【ソウル聯合ニュース】韓国銀行(中央銀行)は25日、定例の金融通貨委員会を開き、政策金利を年3.50%に据え置くことを決めた。据え置きは3会合連続。4月の消費者物価指数の上昇率は前年同月比3.7%と14か月ぶりに3%台に鈍化し、インフレ圧力はやや和らいでおり、あえて利上げして冷え込んだ景気と金融市場をさらに冷やす必要はないと判断したとみられる。

 

 韓銀は2021年8月に0.50%だった政策金利の引き上げを開始し、今年1月までの1年5か月で計3%利上げした。その後の3会合連続の据え置きにより4か月以上にわたり政策金利が3.50%で維持され、市場では今回の利上げ期の最終的な金利を3.50%とみて下半期の利下げ期待が高まると予想される。

 再び金利を据え置いた最大の理由は景気不安だ。輸出の不振が続くなか、1〜3月期の実質国内総生産(GDP)は前期比0.3%増と、民間消費に助けられ2四半期連続のマイナス成長をかろうじて免れた。
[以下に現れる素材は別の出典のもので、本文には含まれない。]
PR #358, opened 2026-08-09
deps(rust): clear tier-1 security advisories

skyl:
Tier 1 of #351: the advisories a targeted `cargo update` can actually reach.
Each lockfile change traces to a specific advisory — no blanket update.

## Cleared

| Advisory | Crate | Old → new | Lockfiles changed |
| --- | --- | --- | --- |
| RUSTSEC-2026-0049 | rustls-webpki | 0.103.9 → 0.103.13 | plugin, zuuallet |
| RUSTSEC-2026-0009 | time | 0.3.37 → 0.3.55 | plugin, zuuallet |
| RUSTSEC-2026-0204 | crossbeam-epoch | 0.9.18 → 0.9.20 | plugin, zuuallet |
| RUSTSEC-2026-0097 | rand | 0.8.5 → 0.8.7 | plugin |

All four are gone from all three lockfiles, verified by re-running cargo-deny
with the ignore list emptied. The four matching `ignore` entries are deleted
from `wallet/deny.toml`: **32 → 28**.

`time` 0.3.55 also moves its own private dependencies (`deranged` 0.3.11 →
0.5.8, `num-conv` 0.1.0 → 0.2.2, `time-core` 0.1.2 → 0.1.9, `time-macros`
0.2.19 → 0.2.32). Both lockfile diffs are exactly 8 version swaps with no
crate added or removed.

## The third lockfile was already clean

`wallet/zuuli/src-tauri/Cargo.lock` needed no change — it already resolves
rustls-webpki 0.103.13, time 0.3.53, crossbeam-epoch 0.9.20 and rand 0.8.7.
Only the plugin and zuuallet lockfiles had drifted.

## Partially cleared — ignores kept, reasons corrected

RUSTSEC-2026-0098 / -0099 / -0104 each hit **two** rustls-webpki copies in the
plugin and zuuallet graphs. The webpki bump cleared the 0.103 copy; the 0.101.7
copy behind `rustls` 0.21 remains, and the 0.101 line has no fixed release at
all. These three stay ignored — that is tier 2 (get the last `rustls` 0.21
consumer onto 0.23), and the reasons in `deny.toml` now say so precisely instead
of describing a 0.103 problem that no longer exists.

## Finding for tier 2: the aws-lc-sys blocker is gone

Out of scope for this PR, but worth recording. `deny.toml` said aws-lc-sys was
stuck because `aws-lc-rs` 1.15.4 pinned 0.37. That is no longer true —
`zuuli/src-tauri` already resolves **aws-lc-rs 1.17.3 → aws-lc-sys 0.43.0** and
reports none of RUSTSEC-2026-0044…-0048. So all five are now reachable in the
other two lockfiles by bumping `aws-lc-rs`, not by waiting on upstream. Same
story for quick-xml: zuuli is already on 0.41.0.

Left for a separate PR because it moves the TLS stack the wallet uses to reach
lightwalletd and deserves its own build evidence. The stale reasons in
`deny.toml` are corrected so the file no longer asserts a blocker that has
lifted.

## Not touched

`spin` 0.9.8 is still yanked in the two updated lockfiles (zuuli has 0.9.9).
`yanked = "warn"` by design and it is not one of the four tier-1 advisories, so
it is left out to keep every lockfile line traceable to an advisory.

## Verification

- `scripts/check-rust-deny.sh` passes all four checks (advisories, bans,
  licenses, sources) on all three crates with the reduced 28-entry ignore list,
  locally on rustc 1.97.1. Licences matter here: the `time` chain pulled new
  crate versions and the allow-list still covers them unchanged.
- Every cleared advisory was confirmed gone by re-running cargo-deny against
  each lockfile with the ignore list emptied — before and after — so the
  deletions are proven, not assumed.
- CI is fully green: **18/18 checks pass**, `upstream-canary` correctly skipped.
  That includes the required `gate`, both supply-chain jobs (`deny` and
  `Rust / supply chain`), and the build/test jobs that compile each changed
  lockfile — `Rust / shared plugin` (`cargo test --locked --all-targets` on the
  plugin), `rust` (zuuallet `cargo build --locked` + `cargo test --locked`) and
  `Rust / ZUULI backend`.
- The whole packaging matrix passes too, which is what proves this change is
  safe for what actually ships: Android unsigned AAB, iOS unsigned target app,
  Desktop Linux packages, Desktop macOS universal app, plus custody on
  macos-latest and windows-latest.

Refs #351 (tier 2 and tier 3 stay open).

### DIFF
--- a/wallet/deny.toml
+++ b/wallet/deny.toml
@@ -45,40 +45,48 @@ yanked = "warn"
 ignore = [
   # ---------------------------------------------------------------------------
   # Vulnerabilities. Each of these is transitive; none is a crate we depend on
-  # directly, and none has a fix reachable from the current lockfile without a
-  # semver-major bump in an intermediate crate. Fixing them is the follow-up
-  # issue, deliberately not this one: bumping them touches the lockfile that
-  # every release build is pinned to, and that belongs in a PR whose diff is
-  # the bump rather than in the PR that installs the check.
+  # directly. The advisories that a plain `cargo update` could reach — the
+  # rustls-webpki 0.103 line, time, crossbeam-epoch and rand 0.8 — were cleared
+  # by the tier-1 sweep in #351 and their entries are gone from this list. What
+  # remains needs an intermediate crate to move first, so `cargo update` cannot
+  # reach it from the committed lockfiles.
   # ---------------------------------------------------------------------------
 
   # aws-lc-sys 0.37.1; reached via rustls 0.23 -> aws-lc-rs -> aws-lc-sys, which
-  # tonic's TLS stack pulls in. Fixed in 0.38.0/0.39.0, which is a semver-major
-  # bump for a 0.x crate: `cargo update` cannot reach it, aws-lc-rs must widen
-  # its requirement first.
-  { id = "RUSTSEC-2026-0044", reason = "aws-lc-sys 0.37.1: X.509 name-constraint bypass; needs aws-lc-sys >= 0.39.0, a semver-major bump held by aws-lc-rs 1.15.4" },
-  { id = "RUSTSEC-2026-0045", reason = "aws-lc-sys 0.37.1: AES-CCM tag-verification timing side channel; needs >= 0.38.0, same semver-major bump" },
-  { id = "RUSTSEC-2026-0046", reason = "aws-lc-sys 0.37.1: PKCS7_verify chain-validation bypass; needs >= 0.38.0, same semver-major bump. We do not call PKCS7_verify" },
-  { id = "RUSTSEC-2026-0047", reason = "aws-lc-sys 0.37.1: PKCS7_verify signature-validation bypass; needs >= 0.38.0, same semver-major bump. We do not call PKCS7_verify" },
-  { id = "RUSTSEC-2026-0048", reason = "aws-lc-sys 0.37.1: CRL distribution-point scope logic error; needs >= 0.39.0, same semver-major bump. We do not consume CRLs" },
+  # tonic's TLS stack pulls in. Only the plugin and zuuallet lockfiles are
+  # affected: zuuli/src-tauri already resolves aws-lc-rs 1.17.3 -> aws-lc-sys
+  # 0.43.0 and reports none of these five.
+  #
+  # That is the useful signal here. aws-lc-sys 0.38/0.39 is a semver-major bump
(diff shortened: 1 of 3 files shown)


skyl:

18/18 green including the full packaging matrix, which matters because this changes what ships.

**Verified independently:** net 4 RUSTSEC ignores removed (32 → 28, 14 removed against 10 reworded); 8 version swaps per lockfile; and every crate name in the lockfile diff appears in matched +/- pairs, so nothing was added or removed — purely version bumps. Diff is 3 files.

**Re-running cargo-deny with the ignore list emptied, before and after, is the right method.** It proves each deletion rather than trusting the issue's list, and it is what surfaced the finding below.

## The finding is worth more than the four advisories

**#351's tier 1 / tier 2 split was partly wrong, and I had repeated it.** `deny.toml` claimed `aws-lc-rs` 1.15.4 pinned `aws-lc-sys` to 0.37 behind a semver-major bump. But `wallet/zuuli/src-tauri` already resolves **aws-lc-rs 1.17.3 → aws-lc-sys 0.43.0** and reports none of RUSTSEC-2026-0044…-0048. The intermediate crate moved some time ago; only the plugin and zuuallet lockfiles were stale.

That reclassifies the **five highest-severity items in the whole backlog** — X.509 name-constraint bypass, two PKCS7 verification bypasses, a CRL scope error, an AES-CCM timing side channel — from "blocked on upstream" to "reachable by bumping aws-lc-rs in two lockfiles." `quick-xml` is the same story: zuuli is already on 0.41.0.

Correcting the stale `reason` strings rather than leaving them to rot is exactly right. A `deny.toml` whose justifications have drifted from reality is worse than no file, because it launders a stale assumption as a reviewed decision — and this one would have kept five real vulnerabilities parked indefinitely behind a blocker that no longer existed.

Leaving the aws-lc-rs bump out of scope was also right: it moves the TLS stack that reaches lightwalletd and deserves its own build evidence.

**Honest about what is not cleared:** RUSTSEC-2026-0098/-0099/-0104 each matched two rustls-webpki copies; the 0.103 copy is fixed, the 0.101.7 copy behind rustls 0.21 has no fixed release at all. Ignores kept with reasons rewritten to describe the *actual* remaining problem rather than the original one. `spin` 0.9.8 stays yanked-but-warned, deliberately.

Stopping the local cold build once CI went green was the correct call — CI runs the identical `--locked` commands on all three crates at 1.97.1 and is the authoritative evidence.

Merging via admin.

3月の経常収支は3か月ぶりに黒字を計上したものの、韓国企業の海外現地法人の配当所得による影響が大きかった。

 輸出額から輸入額を差し引いた貿易収支(通関ベース)は、4月まで14か月赤字が続いている。

 こうした経済指標と期待より遅い中国のリオープン(経済再開)効果などを踏まえ、韓銀は同日、韓国の23年の成長率見通しを従来の1.6%から1.4%に引き下げた。

 金融市場のリスクの高まりも金利据え置きの一因になったようだ。3月の米地銀シリコンバレーバンク(SVB)の破綻以降、世界で金融不安が続くなか、利上げを推し進めれば体力のない貯蓄銀行や与信専門金融会社を中心に不良債権問題が顕在化しかねない。

 政策金利の据え置きにより、米国との金利差は最大1.75%(米国5.00〜5.25%、韓国3.50%)で維持された。